Report all lines of the data below that hold the word "named".

☆ ☆ ☆ ☆ ☆ ☆ ☆

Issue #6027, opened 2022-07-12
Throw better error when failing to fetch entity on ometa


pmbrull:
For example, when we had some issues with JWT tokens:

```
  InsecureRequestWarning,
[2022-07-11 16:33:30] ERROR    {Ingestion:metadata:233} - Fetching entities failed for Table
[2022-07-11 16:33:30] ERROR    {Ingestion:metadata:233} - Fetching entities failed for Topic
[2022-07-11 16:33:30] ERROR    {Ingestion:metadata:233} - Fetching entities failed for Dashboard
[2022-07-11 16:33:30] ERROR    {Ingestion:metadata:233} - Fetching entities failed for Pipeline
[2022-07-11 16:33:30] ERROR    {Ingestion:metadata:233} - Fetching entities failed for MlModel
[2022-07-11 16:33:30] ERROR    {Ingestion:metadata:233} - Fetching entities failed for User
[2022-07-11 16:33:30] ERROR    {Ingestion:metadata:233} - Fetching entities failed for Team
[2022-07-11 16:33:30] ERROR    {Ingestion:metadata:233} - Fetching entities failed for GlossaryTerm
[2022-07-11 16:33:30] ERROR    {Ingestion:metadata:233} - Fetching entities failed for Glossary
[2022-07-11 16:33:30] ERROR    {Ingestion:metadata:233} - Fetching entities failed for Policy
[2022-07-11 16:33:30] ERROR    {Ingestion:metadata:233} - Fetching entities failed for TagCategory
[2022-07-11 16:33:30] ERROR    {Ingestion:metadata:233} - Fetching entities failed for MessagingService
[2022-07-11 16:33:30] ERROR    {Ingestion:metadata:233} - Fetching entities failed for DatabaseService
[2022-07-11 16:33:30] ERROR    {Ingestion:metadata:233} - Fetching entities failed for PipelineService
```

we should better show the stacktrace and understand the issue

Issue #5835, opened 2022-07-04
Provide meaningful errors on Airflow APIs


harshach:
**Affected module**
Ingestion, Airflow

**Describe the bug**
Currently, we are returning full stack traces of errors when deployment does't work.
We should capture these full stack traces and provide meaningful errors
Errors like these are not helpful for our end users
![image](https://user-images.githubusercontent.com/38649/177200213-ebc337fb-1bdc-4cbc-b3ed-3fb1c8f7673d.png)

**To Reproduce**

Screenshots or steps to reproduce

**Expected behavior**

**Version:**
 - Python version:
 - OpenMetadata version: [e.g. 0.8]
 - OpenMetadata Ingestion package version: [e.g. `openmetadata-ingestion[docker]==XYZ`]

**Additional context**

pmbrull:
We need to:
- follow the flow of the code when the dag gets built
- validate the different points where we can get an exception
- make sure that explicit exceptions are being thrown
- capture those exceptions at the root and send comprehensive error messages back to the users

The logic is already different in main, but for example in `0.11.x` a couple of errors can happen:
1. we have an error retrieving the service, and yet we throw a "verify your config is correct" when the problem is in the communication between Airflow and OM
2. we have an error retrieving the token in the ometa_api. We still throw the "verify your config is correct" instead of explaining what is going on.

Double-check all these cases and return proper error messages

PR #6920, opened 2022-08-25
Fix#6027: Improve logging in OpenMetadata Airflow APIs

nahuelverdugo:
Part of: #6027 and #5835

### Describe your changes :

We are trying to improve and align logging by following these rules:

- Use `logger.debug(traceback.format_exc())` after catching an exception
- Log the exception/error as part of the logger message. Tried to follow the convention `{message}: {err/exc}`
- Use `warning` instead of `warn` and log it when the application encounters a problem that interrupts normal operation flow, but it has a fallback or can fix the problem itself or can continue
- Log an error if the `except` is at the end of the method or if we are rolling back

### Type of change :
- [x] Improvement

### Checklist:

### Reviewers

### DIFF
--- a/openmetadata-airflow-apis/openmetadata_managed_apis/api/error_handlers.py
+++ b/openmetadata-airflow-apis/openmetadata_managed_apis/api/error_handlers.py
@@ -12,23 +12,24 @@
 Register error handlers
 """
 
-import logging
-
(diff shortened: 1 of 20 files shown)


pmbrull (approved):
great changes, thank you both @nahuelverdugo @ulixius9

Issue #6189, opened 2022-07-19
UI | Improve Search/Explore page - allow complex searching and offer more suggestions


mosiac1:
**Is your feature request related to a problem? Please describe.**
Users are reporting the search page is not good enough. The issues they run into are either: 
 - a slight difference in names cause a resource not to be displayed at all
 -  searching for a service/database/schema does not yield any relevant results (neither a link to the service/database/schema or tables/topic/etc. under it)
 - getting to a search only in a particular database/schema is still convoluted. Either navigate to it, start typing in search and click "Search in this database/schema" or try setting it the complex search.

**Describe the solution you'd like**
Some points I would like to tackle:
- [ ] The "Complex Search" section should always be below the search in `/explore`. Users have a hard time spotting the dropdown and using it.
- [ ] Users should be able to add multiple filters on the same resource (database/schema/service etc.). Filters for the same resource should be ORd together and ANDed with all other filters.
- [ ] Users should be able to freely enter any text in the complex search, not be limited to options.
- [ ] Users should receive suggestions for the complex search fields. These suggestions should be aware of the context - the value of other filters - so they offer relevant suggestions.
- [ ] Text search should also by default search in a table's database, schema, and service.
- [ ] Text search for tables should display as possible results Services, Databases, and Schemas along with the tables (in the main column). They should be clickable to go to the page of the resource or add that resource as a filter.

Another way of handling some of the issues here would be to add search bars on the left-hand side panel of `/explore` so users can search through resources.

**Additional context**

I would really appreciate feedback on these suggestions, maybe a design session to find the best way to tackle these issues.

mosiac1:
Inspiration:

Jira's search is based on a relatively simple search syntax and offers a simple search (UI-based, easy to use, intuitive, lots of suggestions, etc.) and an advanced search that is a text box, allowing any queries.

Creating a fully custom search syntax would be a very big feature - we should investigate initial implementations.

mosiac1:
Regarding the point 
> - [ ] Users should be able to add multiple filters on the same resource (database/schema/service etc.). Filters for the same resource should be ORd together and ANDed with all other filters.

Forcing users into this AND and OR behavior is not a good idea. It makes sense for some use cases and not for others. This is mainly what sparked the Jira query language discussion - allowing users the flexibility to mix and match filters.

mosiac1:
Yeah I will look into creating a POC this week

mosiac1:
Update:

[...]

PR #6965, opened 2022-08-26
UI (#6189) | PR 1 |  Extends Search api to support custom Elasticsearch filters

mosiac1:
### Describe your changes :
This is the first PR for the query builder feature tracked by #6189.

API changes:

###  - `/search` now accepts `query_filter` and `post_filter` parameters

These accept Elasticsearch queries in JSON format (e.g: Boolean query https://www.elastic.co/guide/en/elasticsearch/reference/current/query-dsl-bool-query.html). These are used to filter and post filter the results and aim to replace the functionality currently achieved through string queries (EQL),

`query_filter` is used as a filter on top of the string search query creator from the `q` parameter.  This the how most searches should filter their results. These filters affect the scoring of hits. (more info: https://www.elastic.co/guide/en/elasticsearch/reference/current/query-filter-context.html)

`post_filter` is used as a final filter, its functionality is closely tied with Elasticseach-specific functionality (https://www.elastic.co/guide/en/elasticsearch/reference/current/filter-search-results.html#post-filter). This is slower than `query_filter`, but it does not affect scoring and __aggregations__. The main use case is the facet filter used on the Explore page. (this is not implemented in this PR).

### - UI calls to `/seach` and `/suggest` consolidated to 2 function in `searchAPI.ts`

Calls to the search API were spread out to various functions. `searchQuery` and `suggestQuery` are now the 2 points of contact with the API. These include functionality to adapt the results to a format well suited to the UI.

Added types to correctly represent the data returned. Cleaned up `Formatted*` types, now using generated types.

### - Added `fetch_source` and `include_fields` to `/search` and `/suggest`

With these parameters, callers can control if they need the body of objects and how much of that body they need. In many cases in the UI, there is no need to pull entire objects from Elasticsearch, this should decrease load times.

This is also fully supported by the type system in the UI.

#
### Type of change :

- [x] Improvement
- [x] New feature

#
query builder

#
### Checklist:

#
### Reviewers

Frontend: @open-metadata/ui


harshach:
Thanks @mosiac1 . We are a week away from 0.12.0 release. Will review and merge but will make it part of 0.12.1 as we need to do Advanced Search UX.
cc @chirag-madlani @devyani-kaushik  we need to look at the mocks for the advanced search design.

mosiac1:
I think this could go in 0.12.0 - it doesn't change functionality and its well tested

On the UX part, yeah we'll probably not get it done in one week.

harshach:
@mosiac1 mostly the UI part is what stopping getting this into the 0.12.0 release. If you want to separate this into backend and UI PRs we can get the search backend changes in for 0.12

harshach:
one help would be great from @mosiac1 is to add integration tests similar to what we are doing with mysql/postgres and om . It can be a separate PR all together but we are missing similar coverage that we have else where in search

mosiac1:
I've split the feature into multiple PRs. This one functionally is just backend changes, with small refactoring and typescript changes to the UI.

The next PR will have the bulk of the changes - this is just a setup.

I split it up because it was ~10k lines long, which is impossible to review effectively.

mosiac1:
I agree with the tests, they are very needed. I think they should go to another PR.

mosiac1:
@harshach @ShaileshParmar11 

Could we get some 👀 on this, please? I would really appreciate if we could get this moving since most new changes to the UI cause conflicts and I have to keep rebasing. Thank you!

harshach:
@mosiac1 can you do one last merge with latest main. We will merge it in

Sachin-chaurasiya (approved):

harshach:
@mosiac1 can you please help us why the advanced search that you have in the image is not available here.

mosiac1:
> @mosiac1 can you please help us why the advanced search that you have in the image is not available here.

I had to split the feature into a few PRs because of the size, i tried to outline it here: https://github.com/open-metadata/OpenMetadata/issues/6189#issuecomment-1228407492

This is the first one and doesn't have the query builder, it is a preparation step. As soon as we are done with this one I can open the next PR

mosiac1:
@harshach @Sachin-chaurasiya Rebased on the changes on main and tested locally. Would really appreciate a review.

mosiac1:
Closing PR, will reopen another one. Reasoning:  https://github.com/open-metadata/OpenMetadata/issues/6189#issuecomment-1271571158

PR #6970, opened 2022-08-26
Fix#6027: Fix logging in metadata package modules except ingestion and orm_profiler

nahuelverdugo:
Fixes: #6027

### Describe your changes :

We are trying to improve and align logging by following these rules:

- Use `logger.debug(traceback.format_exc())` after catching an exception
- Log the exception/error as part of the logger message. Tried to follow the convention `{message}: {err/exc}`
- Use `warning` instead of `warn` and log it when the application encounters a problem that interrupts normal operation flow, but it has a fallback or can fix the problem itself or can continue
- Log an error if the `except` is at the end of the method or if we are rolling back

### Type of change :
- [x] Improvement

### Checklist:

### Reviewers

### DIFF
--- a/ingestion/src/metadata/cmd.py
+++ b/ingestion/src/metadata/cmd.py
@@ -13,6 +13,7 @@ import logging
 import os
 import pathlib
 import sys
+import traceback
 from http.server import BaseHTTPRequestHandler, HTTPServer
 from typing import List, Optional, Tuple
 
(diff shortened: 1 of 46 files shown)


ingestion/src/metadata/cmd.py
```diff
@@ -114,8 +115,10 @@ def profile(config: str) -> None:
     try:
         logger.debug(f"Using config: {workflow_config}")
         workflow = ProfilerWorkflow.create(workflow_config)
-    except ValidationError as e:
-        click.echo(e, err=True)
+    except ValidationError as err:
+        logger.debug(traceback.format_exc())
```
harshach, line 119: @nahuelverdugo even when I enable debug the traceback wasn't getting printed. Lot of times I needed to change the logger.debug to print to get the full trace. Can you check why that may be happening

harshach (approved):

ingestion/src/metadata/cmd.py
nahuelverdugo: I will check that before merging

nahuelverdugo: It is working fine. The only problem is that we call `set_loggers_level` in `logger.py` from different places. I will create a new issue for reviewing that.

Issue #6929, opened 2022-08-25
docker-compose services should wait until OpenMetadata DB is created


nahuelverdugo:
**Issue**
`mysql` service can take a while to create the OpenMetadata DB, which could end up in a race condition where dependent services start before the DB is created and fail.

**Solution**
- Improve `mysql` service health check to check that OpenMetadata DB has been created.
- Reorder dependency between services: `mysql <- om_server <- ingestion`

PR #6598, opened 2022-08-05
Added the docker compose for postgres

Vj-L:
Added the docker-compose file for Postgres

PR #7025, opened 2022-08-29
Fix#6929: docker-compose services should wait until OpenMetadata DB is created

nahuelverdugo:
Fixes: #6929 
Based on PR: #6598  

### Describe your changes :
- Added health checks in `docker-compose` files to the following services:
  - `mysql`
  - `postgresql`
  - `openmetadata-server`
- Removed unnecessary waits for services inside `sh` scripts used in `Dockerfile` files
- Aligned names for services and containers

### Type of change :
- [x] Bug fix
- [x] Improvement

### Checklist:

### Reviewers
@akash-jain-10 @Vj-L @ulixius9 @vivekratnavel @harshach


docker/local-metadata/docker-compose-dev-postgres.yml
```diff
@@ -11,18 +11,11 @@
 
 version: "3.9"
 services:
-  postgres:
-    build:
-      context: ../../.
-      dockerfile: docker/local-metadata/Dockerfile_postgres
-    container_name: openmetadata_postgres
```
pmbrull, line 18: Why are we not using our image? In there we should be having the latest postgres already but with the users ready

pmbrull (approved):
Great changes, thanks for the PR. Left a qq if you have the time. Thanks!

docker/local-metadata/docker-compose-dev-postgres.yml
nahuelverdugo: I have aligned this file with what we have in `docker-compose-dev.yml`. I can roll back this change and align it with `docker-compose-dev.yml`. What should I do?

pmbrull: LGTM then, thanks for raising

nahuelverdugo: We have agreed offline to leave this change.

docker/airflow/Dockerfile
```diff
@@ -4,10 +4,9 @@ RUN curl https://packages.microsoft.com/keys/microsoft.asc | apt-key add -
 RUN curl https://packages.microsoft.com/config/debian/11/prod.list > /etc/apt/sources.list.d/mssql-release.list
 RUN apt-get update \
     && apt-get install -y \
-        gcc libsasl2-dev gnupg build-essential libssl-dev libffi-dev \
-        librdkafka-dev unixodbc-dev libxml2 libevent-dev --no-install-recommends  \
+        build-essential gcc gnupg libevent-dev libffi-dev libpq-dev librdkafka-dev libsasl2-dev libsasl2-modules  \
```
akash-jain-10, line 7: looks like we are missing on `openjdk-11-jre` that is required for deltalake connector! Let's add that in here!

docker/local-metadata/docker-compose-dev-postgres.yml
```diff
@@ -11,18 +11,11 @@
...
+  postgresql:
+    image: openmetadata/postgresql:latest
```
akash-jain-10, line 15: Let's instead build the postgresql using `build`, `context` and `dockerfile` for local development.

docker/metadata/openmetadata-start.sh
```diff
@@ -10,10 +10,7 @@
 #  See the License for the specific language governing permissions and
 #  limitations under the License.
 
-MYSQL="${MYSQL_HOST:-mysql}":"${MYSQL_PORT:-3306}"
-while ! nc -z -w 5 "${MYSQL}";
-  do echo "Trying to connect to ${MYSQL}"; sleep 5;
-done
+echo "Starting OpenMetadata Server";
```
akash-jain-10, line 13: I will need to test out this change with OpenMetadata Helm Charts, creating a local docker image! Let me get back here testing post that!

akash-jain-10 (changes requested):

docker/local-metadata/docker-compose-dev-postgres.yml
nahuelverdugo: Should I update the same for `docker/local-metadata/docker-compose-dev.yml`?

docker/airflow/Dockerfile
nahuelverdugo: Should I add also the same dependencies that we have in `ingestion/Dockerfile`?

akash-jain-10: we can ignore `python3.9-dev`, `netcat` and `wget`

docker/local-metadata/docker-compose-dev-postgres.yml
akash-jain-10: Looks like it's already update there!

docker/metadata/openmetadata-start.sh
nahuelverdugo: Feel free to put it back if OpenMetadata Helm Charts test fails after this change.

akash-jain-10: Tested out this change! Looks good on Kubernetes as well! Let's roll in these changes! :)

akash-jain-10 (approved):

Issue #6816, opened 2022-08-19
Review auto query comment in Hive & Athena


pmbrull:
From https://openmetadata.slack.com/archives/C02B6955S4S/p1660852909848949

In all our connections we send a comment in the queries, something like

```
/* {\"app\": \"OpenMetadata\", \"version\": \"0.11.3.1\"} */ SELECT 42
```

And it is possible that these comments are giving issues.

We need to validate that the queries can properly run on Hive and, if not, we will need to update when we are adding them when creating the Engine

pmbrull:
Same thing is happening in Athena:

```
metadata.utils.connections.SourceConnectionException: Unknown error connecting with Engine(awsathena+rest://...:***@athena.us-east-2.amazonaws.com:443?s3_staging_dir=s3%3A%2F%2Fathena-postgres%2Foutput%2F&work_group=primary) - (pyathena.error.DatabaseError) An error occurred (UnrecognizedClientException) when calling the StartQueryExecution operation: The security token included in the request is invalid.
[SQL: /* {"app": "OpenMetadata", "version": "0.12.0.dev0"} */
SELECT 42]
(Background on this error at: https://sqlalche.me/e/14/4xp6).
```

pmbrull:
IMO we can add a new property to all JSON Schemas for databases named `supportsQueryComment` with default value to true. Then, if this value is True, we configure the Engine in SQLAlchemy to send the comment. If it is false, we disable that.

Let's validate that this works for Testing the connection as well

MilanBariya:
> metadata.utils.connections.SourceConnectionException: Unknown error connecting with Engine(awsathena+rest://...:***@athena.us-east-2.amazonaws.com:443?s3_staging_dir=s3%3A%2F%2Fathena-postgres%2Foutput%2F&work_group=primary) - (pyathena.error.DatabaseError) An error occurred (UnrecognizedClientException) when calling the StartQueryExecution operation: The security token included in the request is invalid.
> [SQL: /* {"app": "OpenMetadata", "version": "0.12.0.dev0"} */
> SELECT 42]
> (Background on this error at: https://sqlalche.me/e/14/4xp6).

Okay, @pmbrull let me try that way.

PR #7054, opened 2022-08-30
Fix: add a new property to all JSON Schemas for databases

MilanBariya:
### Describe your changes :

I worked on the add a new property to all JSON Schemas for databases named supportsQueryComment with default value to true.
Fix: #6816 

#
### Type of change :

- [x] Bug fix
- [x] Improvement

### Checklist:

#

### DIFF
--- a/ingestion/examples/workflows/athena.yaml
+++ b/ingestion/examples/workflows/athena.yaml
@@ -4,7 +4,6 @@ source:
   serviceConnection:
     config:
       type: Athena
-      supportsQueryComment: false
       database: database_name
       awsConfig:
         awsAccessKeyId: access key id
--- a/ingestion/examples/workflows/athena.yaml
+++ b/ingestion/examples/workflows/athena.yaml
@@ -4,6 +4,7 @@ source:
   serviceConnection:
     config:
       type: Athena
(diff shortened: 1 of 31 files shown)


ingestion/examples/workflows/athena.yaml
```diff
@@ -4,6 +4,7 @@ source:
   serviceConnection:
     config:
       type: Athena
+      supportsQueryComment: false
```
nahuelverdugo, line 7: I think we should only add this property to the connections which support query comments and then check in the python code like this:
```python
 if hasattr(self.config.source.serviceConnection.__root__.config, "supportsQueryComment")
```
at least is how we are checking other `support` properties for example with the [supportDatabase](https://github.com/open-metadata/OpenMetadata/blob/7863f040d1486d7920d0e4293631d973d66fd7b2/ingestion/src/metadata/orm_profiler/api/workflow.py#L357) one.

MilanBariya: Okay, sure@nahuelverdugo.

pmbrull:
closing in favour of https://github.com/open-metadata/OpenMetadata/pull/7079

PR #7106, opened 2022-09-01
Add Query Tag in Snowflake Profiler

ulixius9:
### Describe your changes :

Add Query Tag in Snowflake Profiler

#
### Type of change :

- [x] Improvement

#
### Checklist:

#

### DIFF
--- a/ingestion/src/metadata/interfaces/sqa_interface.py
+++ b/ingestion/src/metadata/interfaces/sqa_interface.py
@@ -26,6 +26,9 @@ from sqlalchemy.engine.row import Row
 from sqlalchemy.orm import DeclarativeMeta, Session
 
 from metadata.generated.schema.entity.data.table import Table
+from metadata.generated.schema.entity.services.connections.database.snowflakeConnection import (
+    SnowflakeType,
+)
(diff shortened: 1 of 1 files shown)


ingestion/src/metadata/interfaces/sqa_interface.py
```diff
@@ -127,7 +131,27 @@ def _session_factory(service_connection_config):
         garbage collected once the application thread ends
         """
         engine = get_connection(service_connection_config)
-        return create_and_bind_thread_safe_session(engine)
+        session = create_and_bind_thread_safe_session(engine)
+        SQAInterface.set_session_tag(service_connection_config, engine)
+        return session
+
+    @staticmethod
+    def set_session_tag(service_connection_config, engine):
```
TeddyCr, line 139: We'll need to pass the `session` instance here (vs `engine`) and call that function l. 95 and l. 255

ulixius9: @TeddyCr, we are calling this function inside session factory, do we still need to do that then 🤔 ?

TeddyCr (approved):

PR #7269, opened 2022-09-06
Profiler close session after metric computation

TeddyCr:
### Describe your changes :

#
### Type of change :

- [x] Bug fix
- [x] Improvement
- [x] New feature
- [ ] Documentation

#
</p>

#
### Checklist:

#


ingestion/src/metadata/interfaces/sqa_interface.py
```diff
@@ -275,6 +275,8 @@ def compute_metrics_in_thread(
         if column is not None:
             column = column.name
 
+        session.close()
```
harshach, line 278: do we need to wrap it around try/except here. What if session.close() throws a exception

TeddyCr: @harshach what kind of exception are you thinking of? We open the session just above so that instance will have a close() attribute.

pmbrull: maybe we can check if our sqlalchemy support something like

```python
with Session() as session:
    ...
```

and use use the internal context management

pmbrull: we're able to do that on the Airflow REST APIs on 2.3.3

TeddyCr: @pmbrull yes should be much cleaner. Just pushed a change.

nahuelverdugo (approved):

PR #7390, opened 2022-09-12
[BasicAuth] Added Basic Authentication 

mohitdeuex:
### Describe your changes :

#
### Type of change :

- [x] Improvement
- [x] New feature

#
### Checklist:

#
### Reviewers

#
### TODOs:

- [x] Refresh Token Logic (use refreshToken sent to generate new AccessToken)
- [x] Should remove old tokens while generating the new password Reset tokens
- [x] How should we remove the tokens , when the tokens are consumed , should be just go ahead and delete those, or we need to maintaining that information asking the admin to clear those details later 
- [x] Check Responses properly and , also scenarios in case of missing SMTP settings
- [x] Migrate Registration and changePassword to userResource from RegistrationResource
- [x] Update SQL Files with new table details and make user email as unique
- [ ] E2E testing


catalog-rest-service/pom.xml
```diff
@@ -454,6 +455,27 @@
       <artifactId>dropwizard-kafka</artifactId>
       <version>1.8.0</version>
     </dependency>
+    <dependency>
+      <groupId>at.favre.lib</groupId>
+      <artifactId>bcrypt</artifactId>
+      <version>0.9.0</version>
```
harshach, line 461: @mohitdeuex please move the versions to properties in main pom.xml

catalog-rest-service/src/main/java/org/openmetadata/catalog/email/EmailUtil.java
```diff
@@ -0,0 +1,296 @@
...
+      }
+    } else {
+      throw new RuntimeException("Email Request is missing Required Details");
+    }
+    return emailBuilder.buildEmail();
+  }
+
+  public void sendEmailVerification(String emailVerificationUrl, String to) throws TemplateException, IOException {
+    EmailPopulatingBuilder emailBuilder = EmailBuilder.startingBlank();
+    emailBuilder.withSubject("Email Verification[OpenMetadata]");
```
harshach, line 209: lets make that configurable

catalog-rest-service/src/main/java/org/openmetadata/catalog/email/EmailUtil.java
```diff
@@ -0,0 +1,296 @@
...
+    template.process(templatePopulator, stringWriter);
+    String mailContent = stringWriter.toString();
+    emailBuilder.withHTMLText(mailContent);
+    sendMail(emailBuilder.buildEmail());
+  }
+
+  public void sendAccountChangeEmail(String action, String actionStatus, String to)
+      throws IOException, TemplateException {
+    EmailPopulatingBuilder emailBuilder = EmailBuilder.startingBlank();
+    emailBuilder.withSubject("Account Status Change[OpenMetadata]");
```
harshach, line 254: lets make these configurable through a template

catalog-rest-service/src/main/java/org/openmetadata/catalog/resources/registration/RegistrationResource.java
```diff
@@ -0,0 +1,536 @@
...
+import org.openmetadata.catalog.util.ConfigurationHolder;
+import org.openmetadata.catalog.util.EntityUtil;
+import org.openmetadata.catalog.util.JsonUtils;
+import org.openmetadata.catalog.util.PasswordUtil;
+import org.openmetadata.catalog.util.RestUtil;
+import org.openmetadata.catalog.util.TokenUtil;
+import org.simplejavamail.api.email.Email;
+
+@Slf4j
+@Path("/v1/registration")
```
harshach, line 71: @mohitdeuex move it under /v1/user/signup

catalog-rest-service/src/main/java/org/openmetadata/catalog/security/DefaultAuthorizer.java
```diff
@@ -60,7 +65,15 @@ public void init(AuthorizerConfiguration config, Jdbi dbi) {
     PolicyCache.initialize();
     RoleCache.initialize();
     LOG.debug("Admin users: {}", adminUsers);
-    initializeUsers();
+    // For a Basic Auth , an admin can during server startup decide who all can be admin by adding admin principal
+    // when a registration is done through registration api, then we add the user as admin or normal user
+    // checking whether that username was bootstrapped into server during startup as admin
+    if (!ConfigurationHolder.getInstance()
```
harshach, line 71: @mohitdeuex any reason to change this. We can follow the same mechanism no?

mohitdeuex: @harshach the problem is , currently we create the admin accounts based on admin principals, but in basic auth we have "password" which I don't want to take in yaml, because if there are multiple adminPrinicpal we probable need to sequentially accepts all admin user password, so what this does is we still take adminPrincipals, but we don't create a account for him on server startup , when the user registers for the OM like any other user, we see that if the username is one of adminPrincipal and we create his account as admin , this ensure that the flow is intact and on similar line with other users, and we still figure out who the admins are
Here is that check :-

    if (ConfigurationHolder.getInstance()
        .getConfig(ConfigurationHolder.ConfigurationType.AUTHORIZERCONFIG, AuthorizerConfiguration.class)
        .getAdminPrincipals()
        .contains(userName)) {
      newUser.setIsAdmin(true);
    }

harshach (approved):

☆ ☆ ☆ ☆ ☆ ☆ ☆

ANSWER TO THIS PROBLEM |
IMO we can add a new property to all JSON Schemas for databases named `supportsQueryComment` with default value to true. Then, if this value is True, we configure the Engine in SQLAlchemy to send the comment. If it is false, we disable that.
I worked on the add a new property to all JSON Schemas for databases named supportsQueryComment with default value to true.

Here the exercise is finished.